## THE PROBLEM
For every line in the material, set down an identical one.

## RECORDS PROVIDED
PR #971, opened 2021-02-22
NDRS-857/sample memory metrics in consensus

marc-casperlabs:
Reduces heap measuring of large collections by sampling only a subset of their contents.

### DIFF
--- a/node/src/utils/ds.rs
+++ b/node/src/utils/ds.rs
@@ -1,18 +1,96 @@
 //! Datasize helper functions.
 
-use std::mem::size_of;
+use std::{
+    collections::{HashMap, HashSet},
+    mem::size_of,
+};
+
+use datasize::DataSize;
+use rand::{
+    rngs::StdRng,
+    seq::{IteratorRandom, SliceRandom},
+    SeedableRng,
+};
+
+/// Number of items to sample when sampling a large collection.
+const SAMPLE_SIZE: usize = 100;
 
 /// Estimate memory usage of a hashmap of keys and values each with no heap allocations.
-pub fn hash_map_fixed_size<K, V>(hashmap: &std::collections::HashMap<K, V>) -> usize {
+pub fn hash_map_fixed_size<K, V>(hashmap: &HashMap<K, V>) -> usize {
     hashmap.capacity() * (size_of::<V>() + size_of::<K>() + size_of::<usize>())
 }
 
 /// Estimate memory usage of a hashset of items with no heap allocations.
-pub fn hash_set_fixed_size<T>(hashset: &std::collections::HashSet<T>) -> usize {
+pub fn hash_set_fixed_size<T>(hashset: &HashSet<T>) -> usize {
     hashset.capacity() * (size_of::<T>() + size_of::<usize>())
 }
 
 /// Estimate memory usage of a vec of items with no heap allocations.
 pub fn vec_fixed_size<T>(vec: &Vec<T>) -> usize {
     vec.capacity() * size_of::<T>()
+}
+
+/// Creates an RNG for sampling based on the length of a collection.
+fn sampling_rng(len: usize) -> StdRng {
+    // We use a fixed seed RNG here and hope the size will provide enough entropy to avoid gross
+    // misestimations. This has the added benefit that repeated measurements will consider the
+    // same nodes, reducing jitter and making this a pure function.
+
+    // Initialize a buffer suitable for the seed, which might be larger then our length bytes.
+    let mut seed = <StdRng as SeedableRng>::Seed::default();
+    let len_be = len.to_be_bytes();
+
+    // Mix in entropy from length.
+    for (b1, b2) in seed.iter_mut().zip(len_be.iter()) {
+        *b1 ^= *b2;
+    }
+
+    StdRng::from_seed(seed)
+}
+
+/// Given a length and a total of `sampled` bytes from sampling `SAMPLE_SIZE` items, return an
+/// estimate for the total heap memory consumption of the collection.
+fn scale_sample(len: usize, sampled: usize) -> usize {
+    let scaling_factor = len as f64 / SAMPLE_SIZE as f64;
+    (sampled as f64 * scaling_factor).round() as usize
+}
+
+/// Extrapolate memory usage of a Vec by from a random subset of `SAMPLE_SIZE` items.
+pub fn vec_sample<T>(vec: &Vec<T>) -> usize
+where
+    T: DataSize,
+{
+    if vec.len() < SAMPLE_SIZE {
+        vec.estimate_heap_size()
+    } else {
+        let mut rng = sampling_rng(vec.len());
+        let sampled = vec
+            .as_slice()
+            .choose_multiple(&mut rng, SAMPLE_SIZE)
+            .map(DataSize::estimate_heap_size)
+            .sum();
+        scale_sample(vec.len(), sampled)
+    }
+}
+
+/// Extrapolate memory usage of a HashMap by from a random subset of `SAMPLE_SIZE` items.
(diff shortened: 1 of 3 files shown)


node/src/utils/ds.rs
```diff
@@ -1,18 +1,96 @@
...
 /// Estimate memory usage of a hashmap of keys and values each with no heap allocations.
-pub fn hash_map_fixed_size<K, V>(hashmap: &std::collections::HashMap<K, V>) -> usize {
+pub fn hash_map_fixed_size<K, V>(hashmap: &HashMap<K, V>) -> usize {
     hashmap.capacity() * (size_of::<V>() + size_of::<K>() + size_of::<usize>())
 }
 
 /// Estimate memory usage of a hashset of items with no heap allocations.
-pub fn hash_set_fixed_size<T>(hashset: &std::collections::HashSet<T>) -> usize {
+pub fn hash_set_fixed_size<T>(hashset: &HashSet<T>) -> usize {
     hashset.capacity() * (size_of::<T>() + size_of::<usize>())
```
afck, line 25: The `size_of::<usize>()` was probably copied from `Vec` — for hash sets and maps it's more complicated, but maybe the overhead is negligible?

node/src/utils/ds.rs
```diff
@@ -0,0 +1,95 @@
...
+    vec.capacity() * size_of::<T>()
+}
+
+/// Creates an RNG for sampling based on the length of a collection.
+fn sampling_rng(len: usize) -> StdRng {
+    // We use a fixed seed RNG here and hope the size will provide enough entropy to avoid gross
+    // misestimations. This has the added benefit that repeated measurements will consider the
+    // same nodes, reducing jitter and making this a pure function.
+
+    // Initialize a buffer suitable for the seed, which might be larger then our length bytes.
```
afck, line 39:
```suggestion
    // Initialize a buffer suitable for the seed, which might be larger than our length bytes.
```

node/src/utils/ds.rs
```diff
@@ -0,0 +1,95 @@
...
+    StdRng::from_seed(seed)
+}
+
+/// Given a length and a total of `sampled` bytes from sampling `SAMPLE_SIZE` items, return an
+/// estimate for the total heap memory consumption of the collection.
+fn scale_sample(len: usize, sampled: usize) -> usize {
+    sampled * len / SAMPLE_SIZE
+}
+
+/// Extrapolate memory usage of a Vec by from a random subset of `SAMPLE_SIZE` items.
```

## ANSWER
PR #971, opened 2021-02-22
NDRS-857/sample memory metrics in consensus

marc-casperlabs:
Reduces heap measuring of large collections by sampling only a subset of their contents.

### DIFF
--- a/node/src/utils/ds.rs
+++ b/node/src/utils/ds.rs
@@ -1,18 +1,96 @@
 //! Datasize helper functions.
 
-use std::mem::size_of;
+use std::{
+    collections::{HashMap, HashSet},
+    mem::size_of,
+};
+
+use datasize::DataSize;
+use rand::{
+    rngs::StdRng,
+    seq::{IteratorRandom, SliceRandom},
+    SeedableRng,
+};
+
+/// Number of items to sample when sampling a large collection.
+const SAMPLE_SIZE: usize = 100;
 
 /// Estimate memory usage of a hashmap of keys and values each with no heap allocations.
-pub fn hash_map_fixed_size<K, V>(hashmap: &std::collections::HashMap<K, V>) -> usize {
+pub fn hash_map_fixed_size<K, V>(hashmap: &HashMap<K, V>) -> usize {
     hashmap.capacity() * (size_of::<V>() + size_of::<K>() + size_of::<usize>())
 }
 
 /// Estimate memory usage of a hashset of items with no heap allocations.
-pub fn hash_set_fixed_size<T>(hashset: &std::collections::HashSet<T>) -> usize {
+pub fn hash_set_fixed_size<T>(hashset: &HashSet<T>) -> usize {
     hashset.capacity() * (size_of::<T>() + size_of::<usize>())
 }
 
 /// Estimate memory usage of a vec of items with no heap allocations.
 pub fn vec_fixed_size<T>(vec: &Vec<T>) -> usize {
     vec.capacity() * size_of::<T>()
+}
+
+/// Creates an RNG for sampling based on the length of a collection.
+fn sampling_rng(len: usize) -> StdRng {
+    // We use a fixed seed RNG here and hope the size will provide enough entropy to avoid gross
+    // misestimations. This has the added benefit that repeated measurements will consider the
+    // same nodes, reducing jitter and making this a pure function.
+
+    // Initialize a buffer suitable for the seed, which might be larger then our length bytes.
+    let mut seed = <StdRng as SeedableRng>::Seed::default();
+    let len_be = len.to_be_bytes();
+
+    // Mix in entropy from length.
+    for (b1, b2) in seed.iter_mut().zip(len_be.iter()) {
+        *b1 ^= *b2;
+    }
+
+    StdRng::from_seed(seed)
+}
+
+/// Given a length and a total of `sampled` bytes from sampling `SAMPLE_SIZE` items, return an
+/// estimate for the total heap memory consumption of the collection.
+fn scale_sample(len: usize, sampled: usize) -> usize {
+    let scaling_factor = len as f64 / SAMPLE_SIZE as f64;
+    (sampled as f64 * scaling_factor).round() as usize
+}
+
+/// Extrapolate memory usage of a Vec by from a random subset of `SAMPLE_SIZE` items.
+pub fn vec_sample<T>(vec: &Vec<T>) -> usize
+where
+    T: DataSize,
+{
+    if vec.len() < SAMPLE_SIZE {
+        vec.estimate_heap_size()
+    } else {
+        let mut rng = sampling_rng(vec.len());
+        let sampled = vec
+            .as_slice()
+            .choose_multiple(&mut rng, SAMPLE_SIZE)
+            .map(DataSize::estimate_heap_size)
+            .sum();
+        scale_sample(vec.len(), sampled)
+    }
+}
+
+/// Extrapolate memory usage of a HashMap by from a random subset of `SAMPLE_SIZE` items.
(diff shortened: 1 of 3 files shown)


node/src/utils/ds.rs
```diff
@@ -1,18 +1,96 @@
...
 /// Estimate memory usage of a hashmap of keys and values each with no heap allocations.
-pub fn hash_map_fixed_size<K, V>(hashmap: &std::collections::HashMap<K, V>) -> usize {
+pub fn hash_map_fixed_size<K, V>(hashmap: &HashMap<K, V>) -> usize {
     hashmap.capacity() * (size_of::<V>() + size_of::<K>() + size_of::<usize>())
 }
 
 /// Estimate memory usage of a hashset of items with no heap allocations.
-pub fn hash_set_fixed_size<T>(hashset: &std::collections::HashSet<T>) -> usize {
+pub fn hash_set_fixed_size<T>(hashset: &HashSet<T>) -> usize {
     hashset.capacity() * (size_of::<T>() + size_of::<usize>())
```
afck, line 25: The `size_of::<usize>()` was probably copied from `Vec` — for hash sets and maps it's more complicated, but maybe the overhead is negligible?

node/src/utils/ds.rs
```diff
@@ -0,0 +1,95 @@
...
+    vec.capacity() * size_of::<T>()
+}
+
+/// Creates an RNG for sampling based on the length of a collection.
+fn sampling_rng(len: usize) -> StdRng {
+    // We use a fixed seed RNG here and hope the size will provide enough entropy to avoid gross
+    // misestimations. This has the added benefit that repeated measurements will consider the
+    // same nodes, reducing jitter and making this a pure function.
+
+    // Initialize a buffer suitable for the seed, which might be larger then our length bytes.
```
afck, line 39:
```suggestion
    // Initialize a buffer suitable for the seed, which might be larger than our length bytes.
```

node/src/utils/ds.rs
```diff
@@ -0,0 +1,95 @@
...
+    StdRng::from_seed(seed)
+}
+
+/// Given a length and a total of `sampled` bytes from sampling `SAMPLE_SIZE` items, return an
+/// estimate for the total heap memory consumption of the collection.
+fn scale_sample(len: usize, sampled: usize) -> usize {
+    sampled * len / SAMPLE_SIZE
+}
+
+/// Extrapolate memory usage of a Vec by from a random subset of `SAMPLE_SIZE` items.
```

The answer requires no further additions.